[
https://issues.apache.org/jira/browse/JENA-2351?page=com.atlassian.jira.plugin.system.issuetabpanels:comment-tabpanel&focusedCommentId=17712927#comment-17712927
]
Andy Seaborne commented on JENA-2351:
-------------------------------------
Jena can not be expected to fix the problems of other systems. There isn't one
solution; a fix for one app usage is not necessarily what another app might
want.
e.g. parsing - translate character vs let through bad data.
Anything that changes the data should be taking place in a transformation step.

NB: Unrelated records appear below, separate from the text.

PR #609, opened 2020-06-18
feat: Slo-status-label bot currently with linting feature

### LINKED ISSUE #596: New Bot: SLO Labeler
Need a bot that will automatically label issues that are OOSLO based on an open, defined schema (preferably JSON). 

Requirements:
* Should lint and validate changes to the SLO definitions
* Should allow for SLOs to be defined in-repository or in an Organization (in the `.github`) repository.
* Should periodically (every 5 minutes?) scan and label OOSLO issues (and remove labels on Issues that are in SLO)

hershey127:

Fixes #596 🦕


packages/slo-stat-bot/src/slo-stat-label.ts
```diff
@@ -0,0 +1,183 @@
...
+        issue_number,
+        body
+      });
+    } catch (err) {
+        console.log(err);
+        return;
+    }
+  }
+  return;
+}
```
orthros, line 153: For this function, I'd consider either moving the declaration of the `body` variable into the `if(!isValid)` block so as to not "waste" an allocation on the stack.

That said, if we include a second check and comment if it IS valid (i.e. the discussed "Here are the changes to your SLO rules" comment), then leaving that declaration is perfectly fine.

packages/slo-stat-bot/test/slo-stat-label.ts
```diff
@@ -0,0 +1,305 @@
...
+// WITHOUT WARRANTIES OR CONDITIONS OF ANY KIND, either express or implied.
+// See the License for the specific language governing permissions and
+// limitations under the License.
+//
+
+import {resolve} from 'path';
+import {Probot} from 'probot';
+import nock from 'nock';
+import * as fs from 'fs';
+import {expect} from 'chai';
```
orthros, line 20: In general we don't use `expect` from chai at all and use the plain `assert` package.

packages/slo-stat-bot/test/slo-stat-label.ts
```diff
@@ -0,0 +1,305 @@
...
+      getInstallationAccessToken(): Promise<string> {
+        return Promise.resolve('abc123');
+      },
+    };
+    probot.load(handler);
+  });
+
+  describe('opened or reopened pull request', () => {
+    let payload: Webhooks.WebhookPayloadPullRequest;
+    let stub: any;
```
orthros, line 62: As opposed to providing the `any` type assign it to `sinon.SinonStub`

packages/slo-stat-bot/test/slo-stat-label.ts
```diff
@@ -0,0 +1,305 @@
...
+        fixturesPath,
+        'events',
+        'contains_slo_file'
+      ));
+      const requests = nock('https://api.github.com')
+        .get('/repos/testOwner/testRepo/pulls/6/files?per_page=100')
+        .reply(200,containsSloFile)
+      await probot.receive({name: 'pull_request.opened', payload, id: 'abc123',});
+
+      expect(stub.called).to.equals(true);
```
orthros, line 98: As opposed to using `expect` here, use ` sinon.assert.calledOnce(stub)`

packages/slo-stat-bot/test/slo-stat-label.ts
```diff
@@ -0,0 +1,305 @@
...
+        'events',
+        'not_contains_slo_file'
+      ));
+      const requests = nock('https://api.github.com')
+        .get('/repos/testOwner/testRepo/pulls/6/files?per_page=100')
+        .reply(200,doesNotContainSLOFile)
+
+      await probot.receive({name: 'pull_request.opened', payload, id: 'abc123',});
+
+      expect(stub.called).to.equals(false);
```
orthros, line 114: As opposed to using expect here, use sinon.assert.calledOnce(stub)

packages/slo-stat-bot/test/slo-stat-label.ts
```diff
@@ -0,0 +1,305 @@
...
+          fixturesPath,
+          'events',
+          'issue_slo_rules',
+          'valid_slos',
+          fileName
+        ));
+        let validRes = await handler.lint(schema, slo);
+        let isValid = await validRes.isValid;
+       
+        expect(isValid).to.equals(true);
```
orthros, line 283: Should use `assert.strictEqual(isValid, true)` here

packages/slo-stat-bot/test/slo-stat-label.ts
```diff
@@ -0,0 +1,305 @@
...
+          fixturesPath,
+          'events',
+          'issue_slo_rules',
+          'invalid_slos',
+          fileName
+        ));
+        let validRes = await handler.lint(schema, slo);
+        let isValid = await validRes.isValid;
+       
+        expect(isValid).to.equals(false);
```
orthros, line 301: Should use `assert.strictEqual(isValid, false)

packages/slo-stat-bot/package.json
```diff
@@ -0,0 +1,65 @@
+{
+  "name": "slo-stat-label",
+  "version": "1.0.0",
```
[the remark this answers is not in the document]
hershey127: Right my bad. Will fix!

packages/slo-stat-bot/test/fixtures/events/contains_slo_file.json
```diff
@@ -0,0 +1,14 @@
+[
+    {
+      "sha": "1d8be9e05d65e03a5e81a1c3c1bf229dce950e25",
+      "filename": "issue_slo_rules.json",
+      "status": "modified",
+      "additions": 5,
+      "deletions": 5,
+      "changes": 10,
+      "blob_url": "https://github.com/hershey127/Testing/blob/f345347ba98f8c24969f1dcf340a9dfb3ecfe36f/issue_slo_rules.json",
+      "raw_url": "https://github.com/hershey127/Testing/raw/f345347ba98f8c24969f1dcf340a9dfb3ecfe36f/issue_slo_rules.json",
```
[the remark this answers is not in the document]
hershey127: That's a good point. Will keep that in mind next time!

packages/slo-stat-bot/src/slo-stat-label.ts
```diff
@@ -0,0 +1,183 @@
...
+  PullsListFilesResponseItem,
+  Response,
+  ChecksCreateParams
+} from '@octokit/rest';
+import Ajv, { ErrorObject } from 'ajv';
+
+const schema = require("./../utils/schema.json");
+
+type ValidationResults = {
+  isValid: Promise<boolean>,
```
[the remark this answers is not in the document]
hershey127: Thats true. Will fix it!

packages/slo-stat-bot/test/slo-stat-label.ts
hershey127: Oh I didn't realize that because the "auto-label" bot uses expect for the unit tests. But I can change it to assert.

packages/slo-stat-bot/test/slo-stat-label.ts
hershey127: This test is looking to see if "issue_slo_rules.json" is not present, then the handles.slo rules is not called. So I can use sinon.assert.notCalled(stub) instead.

packages/slo-stat-bot/test/slo-stat-label.ts
hershey127: I see why assert is better to use in this scenario than expect because we want the current function to abort fast.

packages/slo-stat-bot/src/slo-stat-label.ts
hershey127: I can see from a reviewers pov how including the specific changes of SLO rules can make it easier for them. I will include this feature in the next iteraton.

packages/slo-stat-bot/test/slo-stat-label.ts
hershey127: I created a sandbox instead so I don't have to keep track of any fakes or stubs in case I make more for future test cases. I was unable to set the return type to be specifically sinon.SinonStub because it was erroring out.

packages/slo-stat-bot/src/slo-stat-label.ts
```diff
@@ -0,0 +1,183 @@
...
+  errors?: ErrorObject [] | null | undefined
+};
+
+function handler(app: Application) {
+  app.on(['pull_request.opened', 'pull_request.reopened'], async (context: Context) => {
```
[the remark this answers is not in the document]
hershey127: I was thinking the other two PR actions would be: pull_request.synchronized & pull_request.edited

packages/slo-stat-bot/src/slo-stat-label.ts
```diff
@@ -0,0 +1,219 @@
...
+      if (fileResponse !== undefined) fileList = fileResponse.data;
+
+      for (
+        let i = 0;
+        fileList !== undefined && fileList[i] !== undefined;
+        i++
+      ) {
+        const file = fileList[i];
+
+        if (file.filename === 'issue_slo_rules.json') {
```
orthros, line 66: How does this handle the case where the following files are modified

* ./issue_slo_rules.json
* ./foo/issue_slo_rules.json
* ./.github/issue_slo_rules.json

Looking at it, this would attempt to lint/verify all of them when we would only want to lint `./issue_slo_rules.json` when the repository is named `.github` and we would never want to lint `./foo/issue_slo_rules.json`

packages/slo-stat-bot/src/slo-stat-label.ts
```diff
@@ -0,0 +1,219 @@
...
+handler.commentPR = async function commentPR(
+  github: GitHubAPI,
+  owner: string,
+  repo: string,
+  issue_number: number,
+  isValid: boolean
+) {
+  if (!isValid) {
+    const body =
+      'ERROR: "issue_slo_rules.json" file is not valid with Json schema';
```
orthros, line 176: Replace Json with JSON

packages/slo-stat-bot/test/slo-stat-label.ts
```diff
@@ -0,0 +1,345 @@
...
+
+// eslint-disable-next-line node/no-extraneous-import
+import Webhooks from '@octokit/webhooks';
+import snapshot from 'snap-shot-it';
+import handler from '../src/slo-stat-label';
+import spies from 'chai-spies';
+
+// eslint-disable-next-line @typescript-eslint/no-var-requires
+const chai = require('chai');
+chai.use(spies);
```
orthros, line 31: These should not be needed anymore, correct?

packages/slo-stat-bot/test/slo-stat-label.ts
```diff
@@ -0,0 +1,345 @@
...
+
+// eslint-disable-next-line @typescript-eslint/no-var-requires
+const sinon = require('sinon');
```
orthros, line 34: Is there a reason you did this as opposed to `import sinon from 'sinon''`?

hershey127: I am unable to import it because I cannot create a sandbox for easily restoring any stubs or fakes. When using import sinon from 'sinon' it is expecting us to create a SinonSpy<any,any>. I can change my code to define stubs individually w/o using sandbox if needed.

packages/slo-stat-bot/src/slo-stat-label.ts
hershey127: I will add another test to make sure it does not validate wrong file

packages/slo-stat-bot/test/slo-stat-label.ts
orthros: Looking through all the `sandbox` docs, it looks like `sandbox `is probably too heavyweight for what we need to use it for. I'd replace the `sandbox` with a single stub. I'll comment more down below.

packages/slo-stat-bot/test/slo-stat-label.ts
```diff
@@ -0,0 +1,345 @@
...
+      getInstallationAccessToken(): Promise<string> {
+        return Promise.resolve('abc123');
+      },
+    };
+    probot.load(handler);
+  });
+
+  describe('opened or reopened pull request', () => {
+    let payload: Webhooks.WebhookPayloadPullRequest;
+    const sandbox = sinon.createSandbox();
```
orthros, line 64: Replace the sandbox with 

```typescript
let sloStub : sinon.SinonStub;
```

Then in the `beforeEach` replace `sandbox.stub` with

```typescript
sloStub = sinon.stub(handler, 'handle_slos');
```

and remove the `sandbox.restore();` from the `afterEach`.

This _should_ be all you'd need to replace the sandbox

orthros:
@martinvarelaj Summoning to take a look

orthros:
Asking @bcoe for a second set of eyes

packages/slo-stat-bot/utils/schema.json
```diff
@@ -0,0 +1,107 @@
+{
+    "$schema": "http://json-schema.org/draft-07/schema#",
+    "title": "SLO rules",
```
bcoe, line 3: I think right now we don't copy over the whole package directory during the cloud build step, we should either update [this script](https://github.com/googleapis/repo-automation-bots/blob/master/scripts/build-functions.sh#L37) so that we copy over everything, including `utils`.

packages/slo-stat-bot/test/fixtures/events/issue_slo_rules/invalid_slos/incorr_time_format.json
```diff
@@ -0,0 +1,13 @@
...
+            "issues": true
+        },
+        "complianceSettings": {
+            "responseTime": 0,
+            "resolutionTime": "1h 40m"
+        }
+    }
+ ]
+ 
+
```
bcoe, line 13: nit: we should make our linter catch multiple training newlines in files like this.

packages/slo-stat-bot/src/slo-stat-label.ts
```diff
@@ -0,0 +1,221 @@
...
+};
+
+handler.commentPR = async function commentPR(
+  github: GitHubAPI,
+  owner: string,
+  repo: string,
+  issue_number: number,
+  isValid: boolean
+) {
+  if (!isValid) {
```
JustinBeckwith, line 176: This is a place where I'd flip the condition of the `if` to keep the code more flat.  You could say something like:

```js
if (isValid) {
  return;
}
```

Then you could go about the rest of the function without being inside of an `if` clause.

packages/slo-stat-bot/src/slo-stat-label.ts
```diff
@@ -0,0 +1,221 @@
...
+      'ERROR: "issue_slo_rules.json" file is not valid with JSON schema';
+    try {
+      await github.issues.createComment({
+        owner,
+        repo,
+        issue_number,
+        body,
+      });
+    } catch (err) {
+      console.log(err);
```
JustinBeckwith, line 187: @bcoe @sofisl seeing these make me a littler nervous.  What's our general guidance on exceptions?  Is it bad to "let it throw" in probot apps?

packages/slo-stat-bot/test/fixtures/config/valid-config.yml
```diff
@@ -0,0 +1 @@
+randomBoolean: true
```
JustinBeckwith, line 1: Please add a newline!

packages/slo-stat-bot/package.json
```diff
@@ -0,0 +1,67 @@
...
+    "test": "cross-env LOG_LEVEL=fatal c8 mocha --exit build/test",
+    "test:snap": "SNAPSHOT_UPDATE=1 npm test",
+    "fix": "gts fix",
+    "lint": "gts check"
+  },
+  "dependencies": {
+    "@octokit/rest": "^16.41.2",
+    "@types/chai-spies": "^1.0.1",
+    "assert": "^2.0.0",
+    "chai-spies": "^1.0.0",
```
JustinBeckwith, line 36: I took a closer look, and it doesn't look like you're using `chai` at all!  Maybe remove these dependencies from `package.json`?

packages/slo-stat-bot/src/slo-stat-label.ts
```diff
@@ -0,0 +1,221 @@
...
+      'pull_request.reopened',
+      'pull_request.edited',
+      'pull_request.synchronize',
+    ],
+    async (context: Context) => {
+      const owner = context.payload.repository.owner.login;
+      const repo = context.payload.repository.name;
+      const pull_number = context.payload.number;
+
+      const fileResponse:
```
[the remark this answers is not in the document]
hershey127: That makes sense. I'll try to follow that style from now on.

packages/slo-stat-bot/src/slo-stat-label.ts
```diff
@@ -0,0 +1,221 @@
...
+        owner,
+        repo,
+        pull_number,
+        100
+      );
+      let fileList: PullsListFilesResponseItem[] | undefined;
+
+      if (fileResponse !== undefined) fileList = fileResponse.data;
+
+      for (
```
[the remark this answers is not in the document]
hershey127: That is correct! I definitely see how this makes the code much cleaner

packages/slo-stat-bot/src/slo-stat-label.ts
```diff
@@ -0,0 +1,221 @@
...
+            file.sha
+          );
+          break;
+        }
+      }
+    }
+  );
+}
+
+handler.handle_slos = async function handle_slos(
```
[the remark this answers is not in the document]
hershey127: Sorry about that. I will add method headers to clarify some functions.

packages/slo-stat-bot/package.json
```diff
@@ -0,0 +1,67 @@
...
+    "prepare": "npm run compile",
+    "pretest": "npm run compile",
+    "test": "cross-env LOG_LEVEL=fatal c8 mocha --exit build/test",
+    "test:snap": "SNAPSHOT_UPDATE=1 npm test",
+    "fix": "gts fix",
+    "lint": "gts check"
+  },
+  "dependencies": {
+    "@octokit/rest": "^16.41.2",
+    "@types/chai-spies": "^1.0.1",
```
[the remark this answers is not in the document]
hershey127: My bad. Will change

packages/slo-stat-bot/src/slo-stat-label.ts
```diff
@@ -0,0 +1,221 @@
...
+  file_sha: string
+) {
+  const sloString = await handler.getFileContents(
+    context.github,
+    owner,
+    repo,
+    file_sha
+  );
+
+  if (sloString !== undefined) {
```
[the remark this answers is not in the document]
hershey127: I was trying to look for if it is not a string. So I'll handle those checks like this from now on!

packages/slo-stat-bot/src/slo-stat-label.ts
sofisl: I catch errors in some of the other bots in the same way. However, I think you want to make sure you're not catching an error that should stop execution, i.e., that you're preserving the functionality of what the bot is supposed to do. So, for example, with getFileContents(), I would make sure you catch the error and make sure you're returning what you want to check for. Later on, you check that function for undefined, so maybe make sure that in the function, if you get an error, you also return ```undefined```. Also, since this bot is supposed to get stats, make sure that you're doing something with that error message, in other words, make sure an error with that function doesn't just get lost in the logs. One idea could be that you return a file content string that has a special value that you can then run stats on to check any errors, i.e., ```return fileContent = 'error in getting contents'```, or for your listFiles response, you can return a ```PullsListFilesResponse``` item that returns a special value you can check for any errors. Or, you can also let the error stop the execution if it's essential to the bot. Just some ideas, I think it ultimately depends on how you want the bot to function!

packages/slo-stat-bot/package.json
```diff
@@ -0,0 +1,65 @@
...
+  },
+  "dependencies": {
+    "ajv": "^6.12.2",
+    "gcf-utils": "1.6.2",
+    "probot": "^9.11.3"
+  },
+  "devDependencies": {
+    "@types/body-parser": "^1.17.0",
+    "@types/bunyan": "^1.8.6",
+    "@types/chai": "^4.1.7",
```
JustinBeckwith, line 41: I think you can remove `@types/chai` and `chai` from here

packages/slo-stat-bot/src/slo-stat-label.ts
```diff
@@ -0,0 +1,239 @@
...
+
+      const fileList = await handler.listFiles(
+        context.github,
+        owner,
+        repo,
+        pull_number,
+        100
+      );
+
+      if (fileList === null) {
```
JustinBeckwith, line 62: To make sure we capture undefined, I would instead try:

```js
if (!fileList) {
```

packages/slo-stat-bot/src/slo-stat-label.ts
```diff
@@ -0,0 +1,239 @@
...
+  file_sha: string
+) {
+  const sloString = await handler.getFileContents(
+    context.github,
+    owner,
+    repo,
+    file_sha
+  );
+
+  if (sloString === null) {
```
JustinBeckwith, line 100: Same thing as above, usually better to say:

```js
if (!sloString) {
```

packages/slo-stat-bot/package.json
```diff
@@ -0,0 +1,63 @@
...
+    "prepare": "npm run compile",
+    "pretest": "npm run compile",
+    "test": "cross-env LOG_LEVEL=fatal c8 mocha --exit build/test",
+    "test:snap": "SNAPSHOT_UPDATE=1 npm test",
+    "fix": "gts fix",
+    "lint": "gts check"
+  },
+  "dependencies": {
+    "ajv": "^6.12.2",
+    "gcf-utils": "1.6.2",
```
bcoe, line 35: Could we try using the latest version of `gcf-utils`, it's at 5.x.x.

If the update isn't trivial, please make a tracking issue, and we can upgrade later (the benefit of the latest version, is that it retries on failure).

packages/slo-stat-bot/src/slo-stat-label.ts
```diff
@@ -0,0 +1,239 @@
...
+      );
+
+      if (!fileList) {
+        return;
+      }
+
+      for (const file of fileList) {
+        //Checks to see if file is repo level or org level issue_slo_rules.json
+        if (
+          file.filename === '.github/issue_slo_rules.json' ||
```
bcoe, line 69: @JustinBeckwith @orthros, do we think that this will be where we move some of the sots of configuration that previously lived in sloth?

packages/slo-stat-bot/test/slo-stat-label.ts
```diff
@@ -0,0 +1,338 @@
...
+
+      await probot.receive({
+        name: 'pull_request.opened',
+        payload,
+        id: 'abc123',
+      });
+      requests.done();
+    });
+
+    it('No comment on PR and success check if issue_slo_rules lint is valid', async () => {
```
bcoe, line 260: nit: I usually try to make these read like a sentence:

> it('leaves no comment on the PR, and sets status to success, if issue_slo_rules lint is valid')

bcoe:
@orthros, as long as @sofisl signs off, I would vote that this is ready to merge. I think there's some foot work that will need to be done to create the corresponding app on GitHub?

packages/slo-stat-bot/package.json
hershey127: Yes for sure! I will upgrade the gcf-utils to the most recent version

packages/slo-stat-bot/test/slo-stat-label.ts
hershey127: I will fix the test sentences in the next one! (Which is coming soon)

Parse to an {{StreamRDF}} and have the {{StreamRDF}} decide the fixup such as
replacement.
Jena could throw an exception during output as the RDF/XML writers do,
partially by accident. Check before any output is too expensicve (e.g. writing
data larger than RAM) because some formats stream. So if the app wants to check
first, it needs to do that check itself before calling write.
Writing could do as default behaviour is raise an exception in {{QuotedURI}}.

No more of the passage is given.